## WHAT YOU WILL DO:
Look through the listing for the word "statnmap". Copy each line that has it.

## THE RECORDS:
# # # #

PR #157, opened 2021-08-13
New example of graphql query

statnmap:
Proposition of use for graphql query to retrieve the graphql rate limit, different from the REST API one as explained here: https://docs.github.com/en/graphql/overview/resource-limitations

_I will let you recreate the documentation as it needs {roxygenlabs} that I dont have._

### DIFF
--- a/R/gh_gql.R
+++ b/R/gh_gql.R
@@ -26,7 +26,7 @@
 #'   }
 #' }"
 #' 
-#' gh::gh_gql(ratelimit_query)
+#' gh_gql(ratelimit_query)
 
 gh_gql <- function(query, ...) {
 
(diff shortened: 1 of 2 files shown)


R/gh_gql.R
```diff
@@ -13,6 +13,20 @@
...
+#'   }
+#'   rateLimit {
+#'     limit
+#'     cost
+#'     remaining
+#'     resetAt
+#'   }
+#' }"
+#' 
+#' gh::gh_gql(ratelimit_query)
```
gaborcsardi, line 29: Thanks! Can you please lose the `gh::` prefix, for consistency? Thanks.

statnmap: Absolutely. Done.

gaborcsardi:
Thanks!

# # # #

## SOLUTION TO THIS EXERCISE:
statnmap:
statnmap: Absolutely. Done.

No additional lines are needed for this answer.